Not a question, but I thought it would be a useful indexing tool to have a meta big-list of proofs whose first appearance "in the literature" was on this site.
Idea: each answer links to an answer on the parent site, with a brief description of what the link contains.
Peter Shor and Aryabhata provide separate arguments for why it's impossible (with linear preprocessing) to solve membership queries on an unordered set in $O(\log n)$ time in the comparison model.
Luca Trevisan breaks a conjecture by Gil Kalai on the structure of the fourier transform of boolean functions.
Jukka Suomela shows the dominating set problem remains NP-complete on planar bipartite graphs of maximum degree 3, a question asked by Florent Foucaud.
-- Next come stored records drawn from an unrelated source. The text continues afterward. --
PR #2336, opened 2024-03-05
STUN: add a parameter to configure how long the extra dissection lasts

IvanNardi:
Tradeoff: performance (i.e. number of packets) vs sub-classification


utoni (approved):

doc/configuration_parameters.md
```diff
@@ -31,6 +31,7 @@ TODO
 | "imap"       | "tls_dissection"                          | enable        | NULL      | NULL      | Enable/disable dissection of TLS packets in cleartext IMAP flows (because of opportunistic TLS, via STARTTLS msg) |
 | "pop"        | "tls_dissection"                          | enable        | NULL      | NULL      | Enable/disable dissection of TLS packets in cleartext POP flows (because of opportunistic TLS, via STARTTLS msg) |
 | "ftp"        | "tls_dissection"                          | enable        | NULL      | NULL      | Enable/disable dissection of TLS packets in cleartext FTP flows (because of opportunistic TLS, via AUTH TLS msg) |
+| "stun"       | "max_packets_extra_dissection"            | 4             | 0         | 255       | After a flow has been classified has STUN, nDPI might analyse more packets to look for a sub-classification or for metadata. This parameter set the upper limit on the number of these packets  |
```
utoni, line 34: Why 4 instead of 10 (as before)?

// The default is 14, right?
// Sorry, need my first coffee...

IvanNardi: Before the default was 4, with the exception of Telegram where it was 10.
Since I noticed that 4 or 10 doesn't change anything for Telegram in the unit tests, I kept 4 for everything, to keep it simple.

In case we find DTLS, we add 10 (fixed value, not configurable) more packets to the current value: the idea is that if there is DTLS, we might need more packets because, other than dissect the "usual" STUN packets, we also need to parse the DTLS handshake (Client Hello and certificate)

PR #39, opened 2016-08-09
Improve downloading, added raw_query(), misc.

valgur:
A bunch of small changes.

#### Highlights
- Added `raw_query()` to the API. This allows the SciHub's full-text search to be accessed directly, which allows for a lot more flexibility, if necessary. Did not add it to the CLI yet, though.
- MD5 checking in `download()` for existing files did not work correctly. Incomplete files were erroneously checked for MD5 and deleted. Now the file size is checked first and only after that the MD5 verified if the new parameter `check_existing` is enabled.
- Added product info to `download()`'s return value.
- Added a progress bar for MD5 calculation.
- Made `download_all()` considerably more robust. Downloading is retried until it succeeds or `max_attempts` is exceeded.
- Added unit tests for `download()` and `download_all()`. Test coverage is now 94% for the API code.


valgur:
The motivation behind these changes was mostly to allow `sentinelsat` to be used for maintaining an archive of images by periodically running something like
```python
from sentinelsat.sentinel import SentinelAPI
query = 'IW AND (GRD OR SLC) AND footprint:"Intersects(POLYGON((21.782143554687 57.495711986813,28.220131835936 57.495711986813,28.220131835936 59.682121552603,21.782143554687 59.682121552603,21.782143554687 57.495711986813)))"'
api = SentinelAPI('user', 'password')
api.query_raw(query)
api.download_all('.', checksum=True, check_existing=False)
```
Also, by setting `check_existing` to True it is now possible to verify existing products' integrity, if necessary.

willemarcel:
Seems interesting! I'll verify and merge it soon!

Fernerkundung:
@willemarcel looks like @valgur is missing in the contributors list.

PR #43, opened 2016-09-19
Ignore unit tests requiring SciHub credentials when Travis CI is run from a pull request

valgur:


valgur:
Alternatively, I suppose we could simply use a non-secret login for the Scientific Data Hub. It would not violate the stated [Terms and Conditions](https://scihub.copernicus.eu/twiki/do/view/SciHubWebPortal/TermsConditions) and it is hard to imagine that anyone would have be interested in stealing this, given how easy it is to register an account over there.
What do you think?

willemarcel:
Thanks @valgur for all your great contributions!!! 

I think it's not a good idea to publish a password. ESA emailed me sometime ago because my user was downloading too much data and making repeated requests.

PR #53, opened 2016-10-14
Wrong exception is being caught in download()

valgur:
`download()` is currently catching the wrong exception and does not wait in case of API errors.


willemarcel:
Thanks, @valgur

PR #55, opened 2016-10-25
Missing RTD requirements

Fernerkundung:
Some modules have been missing from the ReadTheDocs requirements (html2text, tqdm). This causes the build to succeed but the API documentation stays empty.

### DIFF
--- a/docs/readthedocs-requirements.txt
+++ b/docs/readthedocs-requirements.txt
@@ -2,3 +2,4 @@ requests
 click
 geojson
 numpydoc
+html2text
--- a/docs/readthedocs-requirements.txt
+++ b/docs/readthedocs-requirements.txt
@@ -3,3 +3,4 @@ click
 geojson
 numpydoc
 html2text
+tqdm


valgur:
Ah, thanks for catching that. I was not aware of this additional requirements file.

By improving a known construction, Hsien-Chih Chang gives a family of $n$-state NFAs $A_n$ for which the shortest word witnessing non-universality has length $2^{(1/5-o(1))n}$, and even to $2^{(1/3-o(1))n}$. This improves upon the previously known bound of $2^{(1/75-o(1))n}$ given in by Ellul et al. (2005).
References: K. Ellul, B. Krawetz, J. Shallit, M. Wang: Regular Expressions: New Results and Open Problems. Journal of Automata, Languages and Combinatorics 10(4): 407-437 (2005)
Hsien-Chih Chang resolves a question of Jukka Suomela on Ramsey theorems for collections of sets.
Vor finds a polynomial-time algorithm for a graph traversal problem raised by Oscar Mederos.
Emanuele Viola proved that runtime bounds in P are undecidable while answering John Sidles' question.
(Eventually an earlier proof was found in Juris Hartmanis' monograph "Feasible computations and provable complexity properties" (1978), but it seems users were unaware of the monograph when the question was answered)
Peter Shor answers some questions he raised about refereed games with correlated semi-private coins in this answer. There are still unanswered open questions about games with uncorrelated semiprivate coins.
In this post, Peter Shor shows that it is impossible to approximate a max-cut on a (possibly-)negative weighted graph within a factor of 2, unless there is also an approximation algorithm with ratio better the currently best algorithm to the max-cut problem on positive weighted graphs.
daniello proves that each graph of treewidth at most k has a $K_{1,k}$-minor. Does treewidth $k$ imply the existence of a $K_{1,k}$ minor?
domotorp proves a tighter relation between deterministic communication complexity and protocol partition number, thus answering a question by Hermann Gruber (which had been unanswered for more than 10 months).
Yuval Filmus (with help from Mark Reitblatt) shows algorithms and hardness results for deciding "circular languages".
Chandra Chekuri shows that a generalization of min-cost flow (where the goal is to choose a low-cost set of edges to "repair" in order to reduce their cost) is NP-hard by reduction from SET COVER.
David Eppstein shows a variant of max-cut problem is NP-hard, which is asked by Aaron.
Oleksandr Bondarenko solved a conjecture about degree sets of linear extension graphs by himself.
@mjqxxxx provided a reduction from 3-SAT to the fewest discriminating bits problem asked by @andy_fingerhut.